Feature importance table fields include:

- `Rank`
- `Feature`
- `Gain`
- `Cover`
- `Frequency`
- `SelectedMetric`
- `SelectedValue`

## Feature Importance Metrics

- `gain`: Average contribution to loss reduction. Recommended for most ranking use cases.
- `cover`: Relative sample coverage contributed by a feature.
- `frequency`: How often the feature is used in splits.
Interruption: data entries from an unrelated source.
PR #3316, opened 2023-01-30
Relax sub-sub-group constraint on getting owner from URL

foot:
**What changed?**

Relaxes the subsubgroup constraint on gitlab, go-git-providers does support subgroup/subsubgroup etc with some small tweaks. https://github.com/fluxcd/go-git-providers/issues/183

**Why was this change made?**

Some users use gitlab with subgroups and they cannot use WGE right now.

Removing the constraint

- Unit tests
- Manual testing

**Release notes**

**Documentation Changes**


pkg/gitproviders/repo_url.go
```diff
@@ -87,23 +87,11 @@ func (n RepoURL) Protocol() RepositoryURLProtocol {
...
-			return "", fmt.Errorf("a subgroup in a subgroup is not currently supported")
-		}
-
-		if len(parts) > 2 {
-			return parts[0] + "/" + parts[1], nil
-		}
-	}
-
-	return parts[0], nil
+	return strings.Join(parts[:len(parts)-1], "/"), nil
```
ranatrk, line 94: could someone provide a url with `len(parts)>4`? in that case it shouldn't be valid right?

foot: Great question, I'm not sure what the valid max depth of subgroups are. I've tested at 3, we should be able to handle however many gitlab can, which doesn't seem to be documented afaict.

If there is some limit then an error will appear when we attempt to create the PR, the user can fix their URL at that point I guess.

ranatrk: apparently up to 20 subgroups can be created according to [gitlab](https://about.gitlab.com/solutions/subgroups/#:~:text=You%20can%20create%20up%20to,an%20incredible%20level%20of%20flexibility.)

ranatrk (approved):

PR #3322, opened 2023-01-31
docs: Configure sidebars from a single place

Callisto13:
This makes it easier to both change/control sidebar ordering, and to use some of the more advanced Docusaurus sidebar features.

There are no content/ordering/docs changes to review here, simply a bit of tidying up before I PR actual changes which would have been very messy if I lumped it all together.


website/versioned_sidebars/version-0.15.0-sidebars.json
```diff
@@ -4,5 +4,11 @@
       "type": "autogenerated",
       "dirName": "."
     }
+  ],
+  "docs": [
+    {
+      "type": "autogenerated",
+      "dirName": "."
```
Callisto13, line 11: I have no idea whether this is strictly necessary, but my local build was unhappy if I clicked on certain pages and this was not included so perhaps the real one will be too? Will I need to backfill all the others?

chanwit (approved):
using the sidebar file makes sense to me.
thank you @Callisto13

PR #3327, opened 2023-01-31
Add gitops run command as an alias to gitops beta run

### LINKED ISSUE #3317: Add `gitops run` command as an alias to `gitops beta run`
**Short description**

As a GitOps Run user I want to use it with `gitops run` so that I don't have to provide the `beta` sub-command.

**Acceptance criteria**

- [ ] `gitops run` and `gitops beta run` work the exact same way with one effectively being an alias of the other.

**Context**

GitOps Run will still be considered beta from a product perspective after this story has been implemented. This is just one step in the direction of moving it out of beta later on.

opudrovs:
Closes #3317 

- Added the `run` command to  the root (`gitops`) command. So, calls to `gitops beta run` and `gitops run` will work exactly the same.

Notes:
The only limitation: usage examples in help for `gitops run` will display `gitops beta run`, because they are hardcoded strings, but for our purposes it should work. We can update help after we move GitOps Run our of beta.

Testing that both commands work the same:

`gitops run`

Screenshot 2023-01-31 at 14 09 31

`gitops beta run`

Screenshot 2023-01-31 at 14 16 27

### DIFF
--- a/cmd/gitops/root/cmd.go
+++ b/cmd/gitops/root/cmd.go
@@ -18,6 +18,7 @@ import (
 	"github.com/spf13/cobra"
 	"github.com/spf13/viper"
 	"github.com/weaveworks/weave-gitops/cmd/gitops/beta"
+	"github.com/weaveworks/weave-gitops/cmd/gitops/beta/run"
 	"github.com/weaveworks/weave-gitops/cmd/gitops/check"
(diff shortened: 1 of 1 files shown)


chanwit (approved):

makkes (approved):

makkes:
✨ the most concise implementation!

PR #3330, opened 2023-01-31
docs: Add landing page with features highlight

### LINKED ISSUE #2984: docs/intro: visually represent key fatures
It'd be great to show representations of the key features of Weave GitOps visually in the first part of the landing page.

The docusaurus page does this well

grafik

Relevant code:

- https://github.com/facebook/docusaurus/blob/e519858ea7c88cd3d16410dc6184f0bd6f491d07/website/src/pages/index.tsx
- https://github.com/facebook/docusaurus/blob/e519858ea7c88cd3d16410dc6184f0bd6f491d07/website/src/data/features.tsx

A simpler approach could be to use Font Awesome icons like on fluxcd.io

grafik

In any case it'd lighten the landing page up some and make it easier to parse what Weave GitOps is about.

Callisto13:
A flashier landing page gives us a place to hook people in with a demo and features highlights.

The features section links to both OSS and EE respectively.

Closes #2984 

Notes on this:
- Edit: changed to use another colour from our logo now after I found out what it was ~I do not love the "built-in" landing page style which Docusaurus gives you (usually I don't mind it, but I hate the colour orange and we are somewhat tied by our logo scheme). I would be up for restyling if others agree, someone else would need to do that work though as I cannot React for my life.~
- The tagline text under the title is not fixed, suggestions welcome. 
- The text I have added under the banner is optional. I can't decide whether I like it or not. I am pretty sure I do not like the font.
- Edit: changed these, all fine in dark mode ~The feature icons are free ones I got from FontAwesome to demonstrate what the landing would look like. If we have an FA pro account I will change these to ones which work better in dark mode.~
- Could someone check that I have got the features under the correct tiers? I was going based on which docs are tagged, but I have found that some are not-tagged but should be. 

Edit: Changed the banner colour to something less garish:

https://user-images.githubusercontent.com/8898786/220344080-6f04b423-bcc5-4cc5-9df3-a8d4d4908be4.mov


Callisto13:
cc @joe-terrible

dholbach:
Thanks for taking on this work - this already looks much better than what's currently up. :-)

makkes:
Love it. Just some remarks:

- The spacing between the header and the content is too narrow:  
- The link in "Available on all Tiers" leads to the intro page whereas I would expect to be presented with a list of the different available tiers when clicking on a link named "all Tiers".
- The link in "Available only on the Enterprise Tier" leads to a 404.

Callisto13:
> The link in "Available on all Tiers" leads to the intro page whereas I would expect to be presented with a list of the different available tiers when clicking on a link named "all Tiers".

good point 🤔 i will think of how that page can look

> The link in "Available only on the Enterprise Tier" leads to a 404.

Sound about right 😂

Callisto13:
Actually I think half that (now that i have figured out the css shorthand)

Callisto13:
> The link in "Available only on the Enterprise Tier" leads to a 404.

Ah actually I know why. The landing page is not versioned, and when you click off it you will be taken to 0.16.0, which does not have an ee page yet as i am not copying it over until the ee-page pr is merged

makkes:
> image (2)
> 
> Too much spacing or just about right?

I would try to make the lower spacing the same height as the upper one.

makkes:
Not that I have any knowledge of UX design btw.

Callisto13:
@davidstauffer @joe-terrible do we want to assign a designer to this piece?

Callisto13:
@makkes @JamWils @joe-terrible @dholbach 

Updated with:
- better colour scheme
- icons which also look good in dark mode
- better spacing between banner and text

if this is okay to have while we wait for a designer i will merge 👍 

https://user-images.githubusercontent.com/8898786/220345023-5ae4fecd-a004-4f5b-b057-c59730586d32.mov

makkes (approved):
Checked it out and it looks glamorous! Good to merge from my pov.

JamWils:
This is so great.  I'll queue up a task on the design board for icons, but again this is a million times better compared to what we had before.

## Read These Files When Needed

| Need | File |
|------|------|
| XGBoost method details and importance interpretation | `references/algorithm.md` |
| More CLI examples | `references/cli-guide.md` |
| Error diagnosis | `references/troubleshooting.md` |
| Main execution entry point | `scripts/main.R` |
| Bundled test data | `tests/data/` |

## Quick Examples

Auto-detected binary classification on `dt_sample1.csv`:

```bash
Rscript scripts/main.R \
  --data_file tests/data/dt_sample1.csv \
  --target_var fustat \
  --task_type auto \
  --output_dir tests/output_binary
```

Binary classification on `dt_sample2.csv`:

```bash
Rscript scripts/main.R \
  --data_file tests/data/dt_sample2.csv \
  --target_var fustat \
  --task_type classification \
  --importance_metric gain \
  --output_dir tests/output_gain
```

Character-label classification on `dt_sample3.txt`:

```bash
Rscript scripts/main.R \
  --data_file tests/data/dt_sample3.txt \
  --target_var Group \
  --task_type classification \
  --positive_class high \
  --top_n 15 \
  --output_dir tests/output_group
```

## Validation

```bash
Rscript scripts/main.R --help
```

```bash
Rscript scripts/main.R \
  --data_file tests/data/dt_sample1.csv \
  --target_var fustat \
  --task_type classification \
  --output_dir tests/validation_output
```

After running analysis, verify that these files exist:

- `tests/validation_output/table/xgboost_feature_importance.csv`
- `tests/validation_output/table/xgboost_model_performance.csv`
- `tests/validation_output/figure/xgboost_feature_importance_gain.png`

## Common Errors

- `SKILL_FILE_NOT_FOUND`: Input file path is wrong or inaccessible.
- `SKILL_MISSING_COLUMNS`: The target column is missing.
- `SKILL_INVALID_DATA`: Data is malformed, the target type is unsuitable, classification has more or fewer than 2 classes, or too few usable rows remain.
- `SKILL_INVALID_PARAMETER`: An argument value is invalid.
- `SKILL_DEPENDENCY_MISSING`: A required R package such as `xgboost` is unavailable.

If the issue is not obvious, read `references/troubleshooting.md`.